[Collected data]
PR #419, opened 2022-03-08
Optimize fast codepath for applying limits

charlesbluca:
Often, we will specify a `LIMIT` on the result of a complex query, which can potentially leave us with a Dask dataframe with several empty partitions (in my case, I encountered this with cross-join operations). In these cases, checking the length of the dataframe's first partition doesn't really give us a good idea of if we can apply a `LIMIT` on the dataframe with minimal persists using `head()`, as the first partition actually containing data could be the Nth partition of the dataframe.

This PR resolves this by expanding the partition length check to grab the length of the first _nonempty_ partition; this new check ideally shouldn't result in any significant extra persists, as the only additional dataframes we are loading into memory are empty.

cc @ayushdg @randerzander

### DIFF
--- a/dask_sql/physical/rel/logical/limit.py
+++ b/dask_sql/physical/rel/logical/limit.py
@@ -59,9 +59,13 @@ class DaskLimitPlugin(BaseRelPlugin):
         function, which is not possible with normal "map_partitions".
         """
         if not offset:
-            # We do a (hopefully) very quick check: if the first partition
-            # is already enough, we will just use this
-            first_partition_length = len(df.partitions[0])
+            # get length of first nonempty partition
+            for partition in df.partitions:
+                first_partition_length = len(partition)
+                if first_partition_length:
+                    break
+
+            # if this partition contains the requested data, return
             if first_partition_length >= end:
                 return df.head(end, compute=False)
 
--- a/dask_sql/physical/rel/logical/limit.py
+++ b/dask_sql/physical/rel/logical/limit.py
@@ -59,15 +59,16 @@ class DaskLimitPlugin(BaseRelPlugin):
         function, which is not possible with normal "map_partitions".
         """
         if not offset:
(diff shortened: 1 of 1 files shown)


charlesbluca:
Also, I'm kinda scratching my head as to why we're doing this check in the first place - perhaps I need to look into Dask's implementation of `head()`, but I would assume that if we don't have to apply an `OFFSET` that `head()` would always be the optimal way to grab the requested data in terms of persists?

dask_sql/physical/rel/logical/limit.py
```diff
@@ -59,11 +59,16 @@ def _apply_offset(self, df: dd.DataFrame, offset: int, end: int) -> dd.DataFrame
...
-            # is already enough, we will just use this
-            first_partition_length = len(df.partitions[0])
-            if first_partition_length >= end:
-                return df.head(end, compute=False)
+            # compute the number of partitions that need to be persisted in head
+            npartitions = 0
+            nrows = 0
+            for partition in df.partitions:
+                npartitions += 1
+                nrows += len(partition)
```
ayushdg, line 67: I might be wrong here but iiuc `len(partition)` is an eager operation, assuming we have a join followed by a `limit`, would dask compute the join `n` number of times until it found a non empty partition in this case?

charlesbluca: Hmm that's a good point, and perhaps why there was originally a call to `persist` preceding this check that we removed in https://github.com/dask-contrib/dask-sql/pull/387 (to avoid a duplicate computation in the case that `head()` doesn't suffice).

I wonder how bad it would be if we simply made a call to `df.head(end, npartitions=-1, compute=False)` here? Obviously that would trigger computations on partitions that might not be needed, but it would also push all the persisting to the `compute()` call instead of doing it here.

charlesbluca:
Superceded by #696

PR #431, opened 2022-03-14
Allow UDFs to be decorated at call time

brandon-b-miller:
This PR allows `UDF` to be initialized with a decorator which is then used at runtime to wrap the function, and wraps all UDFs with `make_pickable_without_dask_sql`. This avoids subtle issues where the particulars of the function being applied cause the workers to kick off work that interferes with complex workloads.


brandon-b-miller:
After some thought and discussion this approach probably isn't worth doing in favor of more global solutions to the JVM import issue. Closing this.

| WORK TASK |
Set aside each line above that includes the string "case" and report it.

| RESULT OF THIS EXERCISE |
Often, we will specify a `LIMIT` on the result of a complex query, which can potentially leave us with a Dask dataframe with several empty partitions (in my case, I encountered this with cross-join operations). In these cases, checking the length of the dataframe's first partition doesn't really give us a good idea of if we can apply a `LIMIT` on the dataframe with minimal persists using `head()`, as the first partition actually containing data could be the Nth partition of the dataframe.
ayushdg, line 67: I might be wrong here but iiuc `len(partition)` is an eager operation, assuming we have a join followed by a `limit`, would dask compute the join `n` number of times until it found a non empty partition in this case?
charlesbluca: Hmm that's a good point, and perhaps why there was originally a call to `persist` preceding this check that we removed in https://github.com/dask-contrib/dask-sql/pull/387 (to avoid a duplicate computation in the case that `head()` doesn't suffice).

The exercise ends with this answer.